Eating and Healing: Traditional Food As Medicine is an essential research guide and educational text about food and medicine in traditional societies for educators, students from undergraduate through graduate levels, botanists, and research specialists in nutrition and food science, anthropology, agriculture, ethnoecology, ethnobotany, and ethnobiology.

Library Journal

In the specialized fields of ethnobotany, ethnopharmacology, and ethnomedicine, food and medicine have traditionally been considered separate realms of study. Recently, the two have begun to be studied in conjunction, as this book demonstrates. Editors Pieroni (pharmacognosy, Univ. of Bradford, U.K.) and Price (sociology of consumers and households, Wageningen Univ., the Netherlands) have compiled primary research from 26 contributors on wild and semidomesticated foods and their use as medicine in traditional or indigenous cultures in Africa, Asia, North and South America, Europe, and the Caribbean (the South Pacific/Australia and Arctic regions are not represented). Each chapter is, in essence, a scientific paper documenting the overlap of medicine and food in one region (e.g., northern Spain, New Patagonia).
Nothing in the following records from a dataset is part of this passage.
PR #71270, opened 2026-08-07
Make copied task log text match the on-screen format

Andrushika:
## Why

Follow up PR for #71156. 
Copied logs should match what the user sees on the screen. The rebuilt virtualized rows used the raw download format, so one copy could mix two timestamp formats and drop the group marker.

## What

The copy rebuild now formats timestamps in the selected timezone, same as the screen. Group headers keep their marker, and it follows the expand state (`▶` / `▼`) in both native copy and rebuilt text. 
The marker is now a real character that switches with state (this change keeps our code cleaner in handling copy event), so the small rotate animation is gone.

https://github.com/user-attachments/assets/42058be2-ecad-48e5-90aa-a90f2bc1eaf2

related: #71156

---

### DIFF
--- a/airflow-core/src/airflow/ui/src/components/renderStructuredLog.tsx
+++ b/airflow-core/src/airflow/ui/src/components/renderStructuredLog.tsx
@@ -322,7 +322,7 @@ const renderStructuredLogImpl = ({
       const stringifiedValue = val instanceof Object ? JSON.stringify(val) : val;
 
       if (renderingMode === "text") {
-        elements.push(` ${key === "logger" ? "source" : key}=${stringifiedValue}`);
+        elements.push(` ${key === "logger" ? "source" : key}=${stringifiedValue} `);
       } else {
         elements.push(
           <React.Fragment key={`space_${key}`}> </React.Fragment>,
--- a/airflow-core/src/airflow/ui/src/components/renderStructuredLog.tsx
+++ b/airflow-core/src/airflow/ui/src/components/renderStructuredLog.tsx
@@ -44,6 +44,8 @@ type ErrorDetail = {
 };
 
 type RenderStructuredLogProps = {
+  /** Text mode only: render the timestamp with this instead of emitting the raw source value. */
+  formatTimestamp?: (timestamp: string) => string;
   index: number;
   logLevelFilters?: Array<string>;
   logLink: string;
@@ -173,6 +175,7 @@ export const extractTIContext = (
 };
 
 const renderStructuredLogImpl = ({
+  formatTimestamp,
   index,
   logLevelFilters,
   logLink,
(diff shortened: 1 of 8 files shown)


Andrushika:
TBH... I don't really like the approach in this PR, but it is the minimal and fastest change for the target.

We intercept the copy event and rebuild the text ourselves. So the rebuild has to know about every visual element, like the `▶` marker and the timestamp format. If someone adds a new element to the log view one day, for example a badge in front of error lines or an inline link to the failed task, and forgets the copy path, it drifts again. The test in this PR compares rebuilt lines with the real copy text of mounted rows, so it catches the current elements, but the approach is still brittle by nature.

I think the better way is to make `renderStructuredLog` produce one neutral token list first, and then render the same tokens to JSX for the screen and to plain text for copy. The two outputs cannot drift because they come from the same source. But that is a big change and touches search, ANSI and i18n. So I would like to hear opinions from maintainers first. If that direction sounds right, I would like to merge this one as an interim fix and do the refactor in a follow-up PR.

airflow-core/src/airflow/ui/src/pages/TaskInstance/Logs/TaskLogContent.tsx
```diff
@@ -143,7 +149,7 @@ export const TaskLogContent = ({
         getRowText: (index) => {
           const entry = visibleItems[index]?.entry;
 
-          return entry ? getEntryText(entry) : "";
+          return entry ? getEntryText(entry, expandedGroups) : "";
```
bbovenzi, line 152: I think we can edit the timestamp here and not have to drill down the timezone props so much.

airflow-core/src/airflow/ui/src/components/renderStructuredLog.tsx
```diff
@@ -216,9 +218,9 @@ const renderStructuredLogImpl = ({
     return "";
   }
 
-  if (Boolean(timestamp) && showTimestamp) {
+  if (timestamp !== undefined && Boolean(timestamp) && showTimestamp) {
     if (renderingMode === "text") {
-      elements.push(`[${timestamp}] `);
+      elements.push(`[${formatTimestamp?.(timestamp) ?? timestamp}] `);
```
bbovenzi: This can become `"" ?? timestamp` and won't always fallkback onto the raw timestamp. Let's

airflow-core/src/airflow/ui/src/pages/TaskInstance/Logs/TaskLogContent.tsx
Andrushika: You are right, in the latest code, I simply edit timestamp here instead of using timezone props across `useLogs` and `parseLogs`. Thanks for pointing that out!

airflow-core/src/airflow/ui/src/components/renderStructuredLog.tsx
Andrushika: Since the timezone props path has been removed and the original code no longer exists, no further changes are needed here.

bbovenzi (approved):

bbovenzi:
Ci failures appear unrelated.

Although the book's scope is broad, each paper is quite specific-readers should not anticipate an overview of the field. Pieroni and Price have produced what would be an excellent accompaniment to a course textbook in applicable university settings. Recommended for academic libraries.-Andy Wickens, King Cty. Lib. Syst., Seattle Copyright 2005 Reed Business Information.

What People Are Saying

Nina L. Etkin PhD
Nina L. Etkin, PhD, Professor, Department of Anthropology, University of Hawaii
THIS IMPORTANT VOLUME showcases the convergence of medicinal and culinary practices. Scholars as well as popular consumers of food knowledge will be nourished by the insights they gain from this book. Its publication coincides with a growing interest in the West regarding the healthful qualities of foods, among both the scientific and lay communities. The research findings of the contributors represent various disciplinary perspectives and illustrate the rich diversity of cultural constructions and social negotiations of foods and medicines in traditional populations from all continents. Several contributors cast their work in the frame of ethnopharmacology by linking medical ethnography to the biology of therapeutic action. Others emphasize the importance of wild food sin traditional pharmacopoeias and diets, and link the erosion of that knowledge to problems of diminished biodiversity in the modern era. A minor but important theme illustrates the gendered nature of botanical knowledge as reflected in asymmetrical use patterns of certain plants. Issues of globalization are apparent as well in discussions of sourcing for the contemporary, primarily Western, nutraceutical and herbal products industry.


Timothy Johns PhD
Timothy Johns, PhD, Professor of Human Nutrition, McGill University
In drawing on current research and methodologies at the interface between the biological and social sciences, THE AUTHORS OFFER EXCITING NEW INSIGHTS into an under-explored theme in the ethnobotanical literature, and provide a timely focus of theoretical and practical importance linking human health the conservation and use of biodiversity. The fact that traditional systems, once lost, are hard to recreate underlines the imperative for the kind of documentation, compilation, and dissemination of eroding knowledge of biocultural diversity represented by this book.